Segment Start: PROVIDED DATA

PR #998, opened 2022-06-28
Upgrade kube-state-metrics to v1.11.0

TheoBrigitte:


whites11 (changes requested):
Nope, the files you want to change are https://github.com/giantswarm/releases/blob/master/aws/requests.yaml and https://github.com/giantswarm/releases/blob/master/azure/requests.yaml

Segment End: PROVIDED DATA

_DESCRIPTION OF THE TASK_. Line by line, please reproduce the records exactly.

_ANSWER SPACE_.
PR #998, opened 2022-06-28
Upgrade kube-state-metrics to v1.11.0

TheoBrigitte:


whites11 (changes requested):
Nope, the files you want to change are https://github.com/giantswarm/releases/blob/master/aws/requests.yaml and https://github.com/giantswarm/releases/blob/master/azure/requests.yaml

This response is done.